Courtney’s scan revealed a spot too small to biopsy. After it grew, surgeons removed it. Tests showed it had been cancerous. But it was gone, and she didn’t need chemotherapy or radiation, just regular follow-up scans. “It was such a big sigh of relief," Courtney said.

She urges friends and family to ask their doctors if they should be scanned. Relatives have told her they didn’t know about the test, she said. “We need to get the information out there about how much of a life-saver this test is," Courtney said.

St. Elizabeth Healthcare in northern Kentucky, where Courtney is a patient, was screening around 700 patients a month in 2022, up from seven in all of 2013, when a U.S. government-backed panel first recommended the test. More than two-thirds of lung cancers the scans identified at St. Elizabeth in 2022 were in the earliest stage.

Dr. Michael Gieske hadn’t heard of the test before St. Elizabeth assigned him in 2016 to encourage more eligible people to get it. He started writing thank-you notes to doctors who got their patients scanned and helped implement software that identifies eligible patients based on their medical records. He climbed Mount Everest with a large white ribbon fashioned from wood, inspired by the pink ribbon for breast-cancer awareness, to spread the word.

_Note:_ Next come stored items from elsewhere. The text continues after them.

PR #2595, opened 2025-03-13
Disable broken Reactant tests for now

ToucheSir:
These have been broken for weeks, and no fix appears to be forthcoming. Meanwhile, these tests have rendered both Flux's CI and upstream reverse CI completely unreliable.

A better fix would be to add a way to mark broken tests in the utility function the Reactant tests use, much like has been done elsewhere in FluxML. But for now, stop the bleeding first.

### DIFF
--- a/test/ext_reactant/reactant.jl
+++ b/test/ext_reactant/reactant.jl
@@ -89,7 +89,7 @@ end
     for (model, x, name) in models_xs
         @testset "check grad $name" begin
             println("testing $name with Reactant")
-            test_gradients(model, x; loss, compare_finite_diff=false, test_reactant=true)
+            # test_gradients(model, x; loss, compare_finite_diff=false, test_reactant=true)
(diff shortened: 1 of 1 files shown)


mcabbott (approved):

wsmoses:
oh I didn't know these were failing at all (and thus didn't know there was a fix needed).

In the future, can you open an issue if any breakage is found?

ToucheSir:
As I recall, the ask was to have new issues come with an MWE. At present, I don't think there's enough capacity to do that for the current failures, let alone every time we spot a regression in CI. Since https://github.com/EnzymeAD/Reactant.jl/blob/0f2b278c67d36c198bc042ec13ff825039c84018/test/nn/flux.jl already exists, perhaps a better long-term solution would be to add a minimal test with a difficult model (e.g. an RNN) in there.

PR #2596, opened 2025-03-15
Test re enable reactant test to identify failures

wsmoses:


avik-pal:
https://github.com/FluxML/Flux.jl/actions/runs/13876141492/job/38828690662?pr=2596#step:6:1956 that's an ancient version of reactant

wsmoses:
@mcabbott @ToucheSir did anything change in your compat which led to https://github.com/FluxML/Flux.jl/pull/2595

indeed as @avik-pal that is an ancient version of Reactant.

To prevent this from happening perhaps we could actually add it as a test dep and version bound it?

wsmoses:
on my laptop, where it picks up a later reactant, the tests indeed pass

ToucheSir:
> @mcabbott @ToucheSir did anything change in your compat which led to #2595

Nothing, which is the worrying part. Did you change anything in `test/Project.toml` locally?

I suspect the problem is https://github.com/FluxML/Flux.jl/blob/fa108bb994a2cc839240d8497c9e1610818a49ab/test/Project.toml#L24-L27, which is locking in an old version of GPUCompiler. That whole compat section should be cleaned up, or at the very least GPUCompiler and GPUArraysCore should be removed as test deps.


> To prevent this from happening perhaps we could actually add it as a test dep and version bound it?

The problem is that we run CI on nightly, and packages which rely on GPUCompiler frequently break during precompilation on nightly. I see two paths here:
1. Add dependencies as enabled by env vars like we do now, while maintaining some form of compat check for them to prevent this type of downgrade issue.
2. Declare compat bounds and test deps for all optional test packages, but somehow remove them as test deps before precompilation happens on CI.

I think (2) is cleaner, but it's not clearly what exactly that'd look like.

wsmoses:
confirmed, removing that fixed it here!

Issue #2584, opened 2025-01-18
Some models saved under Flux v0.14 do not load on v0.15+


dorn-gerhard:
Using `u = Flux.loadmodel!(empty_model, model_state)`
leads to the following error

![Image](https://github.com/user-attachments/assets/f37a26e8-e617-448d-9003-b0396f08948a)
since in Flux v0.14 `pad_size` is not stored extra (`model_state2`) whereas in the new version it is (`model_state`)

“I’ve seen a lot of lung cancer, and I’ve found for the first time, there was really something that can make a difference," Gieske said.

Pam Perin, 65, smoked for decades beginning as a teenager. “There was a part of me that just did not want to know," she said.

A snap decision in 2017 to get the test after seeing a poster in her doctor’s office led to the removal of a marble-size tumor. She quit smoking and tells everyone she knows about the scan, sometimes handing fliers about it to people she sees smoking.

Though studies show an annual low-dose CT scan can prevent lung-cancer deaths, the scan was first recommended based on limited data and flags false positives that can lead to unnecessary, invasive biopsies and costly follow-up.

“I was definitely hesitant to implement it in my own practice," said Dr. Kenny Lin, a family physician in Lancaster, Pa. More data and better methods for reducing false alarms have made him more confident in the test, he said.

The American Academy of Family Physicians, which first recommended against the scan, endorsed itin 2021 on the strength of the new data. The academy called for more research on the risks of the scan and for work to address barriers to screening among communities of color.

Moffitt Cancer Center in Tampa and Ohio State University Comprehensive Cancer Center in Columbus, Ohio, are planning to use mobile-screening vans to reach more patients, after efforts were derailed during the Covid-19 pandemic. Mount Sinai Health System in New York said it more than doubled the number of people it screened between 2017 and 2022.

The Veterans Health Administration increased its screening rate by nearly 80% in a similar time period, said Dr. Nichole Tanner, a pulmonary and critical-care physician at the Ralph H. Johnson VA Healthcare System in Charleston, S.C. “We’re moving in the right direction," she said.